PR #6202, opened 2017-05-09
Delete the root locale upon program termination

bradcray:
It was pointed out last week that we don't ever clean up the locale
classes, which prevents locale model authors from making clean-up
steps during program teardown.  This seems like an oversight, and
one that looks easy to correct.

TODO:
- [x] valgrind testing
- [x] gasnet testing
- [x] regular testing
- [x] review each locale model to see whether any need deinit() routines on their classes
  - to be done after the fact for numa and knl by @gbtitus and @dmk42

### DIFF
--- a/modules/internal/ChapelLocale.chpl
+++ b/modules/internal/ChapelLocale.chpl
@@ -661,4 +661,11 @@ module ChapelLocale {
   proc chpl_taskRunningCntDec() {
     here.runningTaskCntSub(1);
   }
+
+  //
+  // Free the original root locale when the program is being torn down
+  //
+  proc deinit() {
+    delete origRootLocale;
+  }
 }
--- a/modules/internal/localeModels/flat/LocaleModel.chpl
+++ b/modules/internal/localeModels/flat/LocaleModel.chpl
@@ -218,6 +218,11 @@ module LocaleModel {
       // node.
       return myLocales[chpl_rt_nodeFromLocaleID(id)];
     }
+
+    proc deinit() {
+      for loc in myLocales do
+        delete loc;
+    }
   }
 
   //////////////////////////////////////////
--- a/test/modules/vass/deinit-order-modules.verbose.good
+++ b/test/modules/vass/deinit-order-modules.verbose.good
@@ -34,3 +34,4 @@ uv4ae.deinit UC
   DefaultRectangular
   ChapelArray
   Sort
+  ChapelLocale


bradcray:
@mppf: I took a quick stab at this after last week's deep-dive, and it seems to result in deletion of locale objects upon program termination, at least in the 'flat' locale model.  Still need to test it to make sure there are no surprises.

mppf:
@bradcray - I would think the deinit function would need to traverse the locales tree and delete everything. Is there some special behavior you're using in the destructor that deletes the child locales?

bradcray:
In the flat locale model, I believe it just stores an array of locales as a member and that the array will automatically be freed by the compiler-provided deallocation of the class object.  Adding a deinit() function to the Locale class seemed to confirm this.  My assumption is that any other locale model's implementation of the root locale type would define whatever deinit()s it required to clean up after itself properly...  I haven't looked at our other current locale models to see whether any of them need such user-defined deinit()s, but will take a look.

mppf:
RootLocale stores an array of locales, right, but these are class instances, so while that array will be freed automatically, the class instances themselves won't, right? I mean, doesn't RootLocale need a deinit method to do that?

Maybe you are just saying that since RootLocale is implemented by the locale model, the locale model author could have a deinit method there? If that's the case, I think we should put one in flat so we are not surprised by any testing problems this creates. In particular I expect there is some ordering to the destruction of the individual locale objects that may be important.

bradcray:
Oh, that's a good point... and yet when I added a deinit() routine to the locale model class I did see that it was being called.  I'll look further since I can't explain that...  It seems like I must've messed up (or maybe some other locale class is being freed).

bradcray:
Aha, I see what I did wrong... added the deinit() to the root locale class, not to the locale class itself.

bradcray:
@gbtitus and @dmk42: I'm tagging you on this because I suspect that you'll be able to help me see it through to completion much faster than I could myself.  You may have heard in the deep-dive the other week that Chapel doesn't currently clean up its locale models at program termination which prevents an advanced locale model from doing various teardown activities at that point.  I believe I've introduced the hook that will delete the root locale at the appropriate point in the program (need to do more testing still), but the other thing that needs to happen is that the root locale class for each locale model needs to have a deinitializer (destructor) that cleans up its members.  For example, in the flat locale model, this just requires deleting all of the top-level locales in the locales array (and I suspect that with appropriate destructors for each of the classes that make up other locale models the same would be true for them).

In order to see this effort through, would you have time to introduce such destructors on your locale models, respectively?  My assumption is that you could implement and test them much faster than I could given that you're already working on those locale models.  I'm hoping this is not too hard and will result in a nice bit of clean-up.

gbtitus:
@bradcray, just checking, you're asking us to do our own PRs containing equivalent changes in numa and knl, right?  Not to push commits to your branch for this PR?

bradcray:
I'm open to whatever -- either opening PRs against this branch or doing the work independently and merging after this goes in.  Mostly, I'm trying to get out of implementing and testing the deinits for the locale models that would take me more time to get up-to-speed with and test.

bradcray:
(Also, let me know which approach you want to take, as I think this PR is pretty close to being able to go in).

dmk42:
I'd like to split the KNL locale model off into a separate PR because it's a little complicated, so don't wait for me to merge this.

gbtitus:
I'd like to split the numa locale model off into its own PR as well, so I think you're free to proceed.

··········

▶ Instructions for the task:
An unaltered copy of the listing above must form the answer.

▶ Task result:
PR #6202, opened 2017-05-09
Delete the root locale upon program termination

bradcray:
It was pointed out last week that we don't ever clean up the locale
classes, which prevents locale model authors from making clean-up
steps during program teardown.  This seems like an oversight, and
one that looks easy to correct.

TODO:
- [x] valgrind testing
- [x] gasnet testing
- [x] regular testing
- [x] review each locale model to see whether any need deinit() routines on their classes
  - to be done after the fact for numa and knl by @gbtitus and @dmk42

### DIFF
--- a/modules/internal/ChapelLocale.chpl
+++ b/modules/internal/ChapelLocale.chpl
@@ -661,4 +661,11 @@ module ChapelLocale {
   proc chpl_taskRunningCntDec() {
     here.runningTaskCntSub(1);
   }
+
+  //
+  // Free the original root locale when the program is being torn down
+  //
+  proc deinit() {
+    delete origRootLocale;
+  }
 }
--- a/modules/internal/localeModels/flat/LocaleModel.chpl
+++ b/modules/internal/localeModels/flat/LocaleModel.chpl
@@ -218,6 +218,11 @@ module LocaleModel {
       // node.
       return myLocales[chpl_rt_nodeFromLocaleID(id)];
     }
+
+    proc deinit() {
+      for loc in myLocales do
+        delete loc;
+    }
   }
 
   //////////////////////////////////////////
--- a/test/modules/vass/deinit-order-modules.verbose.good
+++ b/test/modules/vass/deinit-order-modules.verbose.good
@@ -34,3 +34,4 @@ uv4ae.deinit UC
   DefaultRectangular
   ChapelArray
   Sort
+  ChapelLocale


bradcray:
@mppf: I took a quick stab at this after last week's deep-dive, and it seems to result in deletion of locale objects upon program termination, at least in the 'flat' locale model.  Still need to test it to make sure there are no surprises.

mppf:
@bradcray - I would think the deinit function would need to traverse the locales tree and delete everything. Is there some special behavior you're using in the destructor that deletes the child locales?

bradcray:
In the flat locale model, I believe it just stores an array of locales as a member and that the array will automatically be freed by the compiler-provided deallocation of the class object.  Adding a deinit() function to the Locale class seemed to confirm this.  My assumption is that any other locale model's implementation of the root locale type would define whatever deinit()s it required to clean up after itself properly...  I haven't looked at our other current locale models to see whether any of them need such user-defined deinit()s, but will take a look.

mppf:
RootLocale stores an array of locales, right, but these are class instances, so while that array will be freed automatically, the class instances themselves won't, right? I mean, doesn't RootLocale need a deinit method to do that?

Maybe you are just saying that since RootLocale is implemented by the locale model, the locale model author could have a deinit method there? If that's the case, I think we should put one in flat so we are not surprised by any testing problems this creates. In particular I expect there is some ordering to the destruction of the individual locale objects that may be important.

bradcray:
Oh, that's a good point... and yet when I added a deinit() routine to the locale model class I did see that it was being called.  I'll look further since I can't explain that...  It seems like I must've messed up (or maybe some other locale class is being freed).

bradcray:
Aha, I see what I did wrong... added the deinit() to the root locale class, not to the locale class itself.

bradcray:
@gbtitus and @dmk42: I'm tagging you on this because I suspect that you'll be able to help me see it through to completion much faster than I could myself.  You may have heard in the deep-dive the other week that Chapel doesn't currently clean up its locale models at program termination which prevents an advanced locale model from doing various teardown activities at that point.  I believe I've introduced the hook that will delete the root locale at the appropriate point in the program (need to do more testing still), but the other thing that needs to happen is that the root locale class for each locale model needs to have a deinitializer (destructor) that cleans up its members.  For example, in the flat locale model, this just requires deleting all of the top-level locales in the locales array (and I suspect that with appropriate destructors for each of the classes that make up other locale models the same would be true for them).

In order to see this effort through, would you have time to introduce such destructors on your locale models, respectively?  My assumption is that you could implement and test them much faster than I could given that you're already working on those locale models.  I'm hoping this is not too hard and will result in a nice bit of clean-up.

gbtitus:
@bradcray, just checking, you're asking us to do our own PRs containing equivalent changes in numa and knl, right?  Not to push commits to your branch for this PR?

bradcray:
I'm open to whatever -- either opening PRs against this branch or doing the work independently and merging after this goes in.  Mostly, I'm trying to get out of implementing and testing the deinits for the locale models that would take me more time to get up-to-speed with and test.

bradcray:
(Also, let me know which approach you want to take, as I think this PR is pretty close to being able to go in).

dmk42:
I'd like to split the KNL locale model off into a separate PR because it's a little complicated, so don't wait for me to merge this.

gbtitus:
I'd like to split the numa locale model off into its own PR as well, so I think you're free to proceed.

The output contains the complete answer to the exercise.